* Exercise requirements:
List each line of the data in which the string "style" appears.

━━━━━ Data supplied

Issue #8589, opened 2024-12-20
Wildcard extraction does not work


Atemu:
## Have you checked borgbackup docs, FAQ, and open GitHub issues?

Yes

## Is this a BUG / ISSUE report or a QUESTION?

BUG

#### Your borg version (borg -V).

borg 1.4.0

#### Operating system (distribution) and version.

https://github.com/NixOS/nixpkgs/commit/5d67ea6b4b63378b9c13be21e2ec9d1afc921713

#### Hardware / network configuration, and filesystems used.

tmpfs

#### How much data is handled by borg?

kilobytes

#### Full borg commandline that lead to the problem (leave away excludes and passwords)

    borg extract --dry-run --list /var/tmp/borg/::foo 'a*'

## Describe the problem you're observing.

I tried to extract multiple files that have the same prefix. The simplest method to achieve this in my mind would be to use a wildcard. According to https://github.com/borgbackup/borg/issues/361, wildcards should be supported by borg but there is no documentation on it (:/) and they evidently do not work.

Am I doing something wrong? Are users expected to understand and create borg-specific patterns instead to achieve this sort of thing?

#### Can you reproduce the problem? If so, describe how. If not, describe troubleshooting steps you took before opening the issue.

1. `touch a aa aaa`
2. `borg create /var/tmp/borg/::foo .`
3. `borg extract --dry-run --list /var/tmp/borg/::foo 'a*'`

#### Include any warning/errors/backtraces from the system logs

```
Include pattern 'a*' never matched.
```

Atemu:
`borg extract --dry-run --list /var/tmp/borg/::foo --pattern '+ a*' --pattern '- *'` appears to work but that is not at all ergonomical.

infectormp:
You should use `--pattern` to define what you want to include/exclude. IMHO it is clearly documented. If not feel free to do PR to improve documentation.

ThomasWaldmann:
Maybe the docs need to be improved there. I had a look at the 1.4.0 source and this is what it does:

The PATHS list from the command line is processed as "include paths" and the **default** pattern style used is `PathPrefixPattern`.

If one wants another style, e.g. `sh:` or `re:` or `fm:`, that needs to be explicitly prefixed.

This works:
```
borg extract --list ::archive 'sh:a*'    
```

Atemu:
Indeed that works.

I'd personally advocate for that to be made the default pattern interpretation because that is the least surprising IMHO.

[...]

PR #8590, opened 2024-12-20
extract: document lack of wildcard support in default pattern style

Atemu:
Fixes https://github.com/borgbackup/borg/issues/8589

### DIFF
--- a/docs/usage/extract.rst
+++ b/docs/usage/extract.rst
@@ -19,6 +19,9 @@ Examples
     # Extract the "src" directory but exclude object files
     $ borg extract my-files home/USERNAME/src --exclude '*.o'
 
+    # Extract only the object files
+    $ borg extract my-files 'sh:home/USERNAME/src/*.o'
+
     # Restore a raw device (must not be active/in use/mounted at that time)
     $ borg extract --stdout my-sdx | dd of=/dev/sdx bs=10M
 
--- a/src/borg/archiver/extract_cmd.py
+++ b/src/borg/archiver/extract_cmd.py
@@ -130,6 +130,10 @@ class ExtractMixIn:
             When parent directories are not extracted (because of using file/directory selection
             or any other reason), borg can not restore parent directories' metadata, e.g. owner,
             group, permission, etc.
+
+            The default interpretation for the paths to extract is `pp:` which is a literal
+            path-prefix match. If you want to use e.g. a wildcard, you must select a different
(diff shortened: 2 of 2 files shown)


docs/usage/extract.rst
```diff
@@ -19,6 +19,9 @@ Examples
     # Extract the "src" directory but exclude object files
     $ borg extract my-files home/USERNAME/src --exclude '*.o'
 
+    # Extract only the object files
+    $ borg extract my-files 'sh:home/USERNAME/src/*.o'
+
     # Restore a raw device (must not be active/in use/mounted at that time)
```
ThomasWaldmann, line 25: Good to add an example, but please use something more familiar to users (.pdf rather than .o). Not everybody is a developer.

src/borg/archiver/extract_cmd.py
```diff
@@ -130,6 +130,10 @@ def build_parser_extract(self, subparsers, common_parser, mid_common_parser):
             When parent directories are not extracted (because of using file/directory selection
             or any other reason), borg can not restore parent directories' metadata, e.g. owner,
             group, permission, etc.
+
+            The default interpretation for the paths to extract is `pp:` which is a literal
+            path-prefix match. If you want to use e.g. a wildcard, you must select a different
+            pattern style such as `sh:` or `fm:`. See :ref:`borg_patterns` for more information.
```
ThomasWaldmann, line 136: PATHs is already explained in 113. Please rephrase and move this there.

ThomasWaldmann (commented):
Thanks for the PR!

ThomasWaldmann:
@Atemu did you see my feedback, can you fix it?

Atemu:
I did see your feedback, I will get to this eventually.

ThomasWaldmann:
I'll release 1.4.1 soon, would be good if we could get this merged.

docs/usage/extract.rst
ThomasWaldmann: hmm, that problem existed previously to this PR, as other examples also used object files.

src/borg/archiver/extract_cmd.py
ThomasWaldmann: fixed

ThomasWaldmann:
Fixed it myself.

ThomasWaldmann:
Hmm, is there an issue in #9026 or why does it not backport?

Update: it triggered the action, but then just said "Skipped"!?

PR #8593, opened 2024-12-24
docs: update install docs, nothing bundled anymore! fixes #8342.

### LINKED ISSUE #8342: install docs need update about not bundled libs
From @kubedzero : 

The documentation https://borgbackup.readthedocs.io/en/stable/installation.html#dependencies still says the libraries are bundled, should that be removed?

ThomasWaldmann:
borg 1.2.x used to bundle some source code for lz4, zstd and xxhash, but borg 1.4.x got rid of that - all that is meanwhile available as a library in all OSes we support.

also, the python package pkgconfig does not need to be "preinstalled" anymore, because our pyproject.toml cares for that. otoh, the cli tool pkg-config must be preinstalled so that libs and headers can be found automagically.

Also be a bit more clear about the FUSE stuff.

### DIFF
--- a/docs/global.rst.inc
+++ b/docs/global.rst.inc
@@ -13,6 +13,7 @@
 .. _ACL: https://en.wikipedia.org/wiki/Access_control_list
 .. _libacl: https://savannah.nongnu.org/projects/acl/
 .. _libattr: https://savannah.nongnu.org/projects/attr/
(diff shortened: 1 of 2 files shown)


ThomasWaldmann:
No backport to 1.2-maint needed, the stuff was still bundled there and also we didn't have pyproject.toml yet.

master: needs checking what needs to be ported to there.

━━━━━━━━━━

* Answer:
The PATHS list from the command line is processed as "include paths" and the **default** pattern style used is `PathPrefixPattern`.
If one wants another style, e.g. `sh:` or `re:` or `fm:`, that needs to be explicitly prefixed.
extract: document lack of wildcard support in default pattern style
+            pattern style such as `sh:` or `fm:`. See :ref:`borg_patterns` for more information.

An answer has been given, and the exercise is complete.